Scholare is a synchronous, config-driven data pipeline. It is not an ongoing service; it runs a discrete ETL (Extract, Transform, Load) sequence each time it is executed via the CLI.

At a high level, the pipeline follows a 4-stage architecture: 1. Search (Extract): Gather raw paper IDs and titles from multiple search engine APIs. 2. Deduplicate & Filter: Clean the raw results to ensure a unique set of papers that strictly match the user's logic. 3. Enrich (Transform): Hydrate the unique papers with deep metadata (abstracts, DOIs) and discover open-access PDF links. 4. Synthesize & Save (Load): Classify the papers, download the PDFs, generate charts, and render a Markdown report.


The Data Flow (Pipeline)

The sequence of operations is orchestrated entirely by scholare/pipeline.py -> run_pipeline().

graph TD
    A[config.json] -->|CLI Argument| B(run_pipeline)

    subgraph Extract
        B -->|Query| C[OpenAlex API]
        B -->|Query| D[arXiv API]
        B -->|Query| E[bioRxiv API]
        C --> F(Raw Results)
        D -->|Boolean Post-Filter| F
        E -->|Boolean Post-Filter| F
    end

    subgraph Transform
        F --> G{Deduplicate via DOI/Title}
        G --> H{Semantic Scholar API}
        H -->|Get Meta & DOI| I[Unpaywall API]
        I -->|Get OA PDF URL| J(Enriched Dataset)
    end

    subgraph Load
        J --> K[Categorization]
        K --> L[Save CSV]
        L --> M[Download PDFs]
        L --> N[Generate Visualizations]
        L --> O[Format Markdown Notes]
    end

Scholare currently aggregates results from three distinct sources (configured via the sources array in the JSON config). OpenAlex acts as the primary registry, while arXiv and bioRxiv serve as zero-day preprint catchers.

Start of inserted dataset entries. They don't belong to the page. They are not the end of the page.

PR #657, opened 2024-10-09
refactor(dashboard): event creation page

### LINKED ISSUE #656: Better error messages for event creation
### Issue description

Many chapters are unable to create events, simply because they are doing some error or leaving out some form field empty during the event creation.

UX can be made better by handling errors in a better way and being upfront about the mandatory fields.

harshtandiya:
- Refactored the event creation page in dashboard to do better error handling.
- Mandatory fields are marked as such, and an error is thrown on submit if the field is left empty by the user.
- Minor style changes.
- Show the event link as per the permalink being set.

- [x] ⚙️Chore
- [x] 🧑‍💻Refactor

## Related Issues & Docs

fixes partially #364 
closes #656 

image

### DIFF
--- a/dashboard/src/pages/CreateEventForm.vue
+++ b/dashboard/src/pages/CreateEventForm.vue
@@ -4,84 +4,120 @@
       <ChapterHeader :chapter="chapter" />
     </div>
     <div class="flex flex-col md:flex-row gap-2 justify-between mt-6 pb-2 border-b">
-      <div class="text-xl font-semibold">Create Event</div>
-      <Button label="Create" :variant="'solid'" size="md" @click="createEvent" />
+      <div class="prose">
+        <h2>Create Event</h2>
+      </div>
     </div>
     <div v-if="eventTypeOptions.data">
-      <div class="flex flex-col gap-3 my-6">
-        <div class="font-semibold text-gray-800 border-b-2 pb-2">Details</div>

Important Note on Preprints: The arXiv and bioRxiv APIs have notoriously poor native boolean search parsing. To compensate, Scholare retrieves a broad text match from them and then runs a strict local Python boolean evaluation (utils.check_boolean_query) against the returned abstracts before allowing them into the pipeline.

2. Deduplication

Because a single paper might exist on bioRxiv, OpenAlex, and Semantic Scholar simultaneously, results are passed through utils.deduplicate_papers(). It relies primarily on the DOI. If a DOI is missing, it falls back to a normalized string comparison of the title.

3. Metadata Enrichment

Every unique paper is passed to the Semantic Scholar Graph API (api.get_paper_metadata()). - Scholare prioritizes searching S2 via the DOI (if found during the Extract phase). - It falls back to a Title search if no DOI exists. - The pipeline extracts the Abstract, TLDR, and Citation count.

4. Open-Access Discovery

Scholare uses a cascading fallback mechanism to find legal, free PDF links: 1. Primary Check: Did OpenAlex or arXiv provide a direct open-access URL? 2. Secondary Check: Did Semantic Scholar provide an openAccessPdf object? 3. Tertiary Fallback: If both failed but a DOI is present, ping the Unpaywall API (api.get_unpaywall_pdf()).


Module Responsibilities

The codebase is organized into highly distinct modules to make contributing easy.

File Responsibility
__main__.py CLI entry point. Parses arguments (--config, --no-download) and triggers the pipeline.
config.py Validates the user's JSON configuration and loads API keys dynamically from .env or system variables.
pipeline.py Injects the config and orchestrates the ETL flow. Builds the master Pandas DataFrame.
api.py Contains all network/HTTP logic. Handles exponential backoff, rate limits, and API specific data parsing for OpenAlex, Semantic Scholar, Unpaywall, arXiv, and Crossref (bioRxiv).
utils.py Pure, stateless helper functions. Contains the boolean query evaluator, categorization classification, deduplication logic, and filename sanitization.
downloader.py Iterates over the final DataFrame and uses the requests library to stream and save PDFs locally.
notes.py Formats the highly structured Markdown output report (research_notes.md), embedding the visualizations and TLDRs.
visualizations.py Uses Matplotlib and Seaborn to generate statistical charts based on the final DataFrame.

Adding New APIs

To add a new search engine to Scholare (e.g., PubMed, CORE): 1. Add the Client: Create a search_{engine} function in api.py. 2. Standardize Output: Ensure the function maps its response to the standard dict format expected by the pipeline (title, publication_info, _openalex_doi, etc.). 3. Inject to Pipeline: Add the engine to the sources execution loop in pipeline.py ([1/X] Querying...). 4. Update Defaults: Add the engine string to the default sources list in config.py and config_example.json.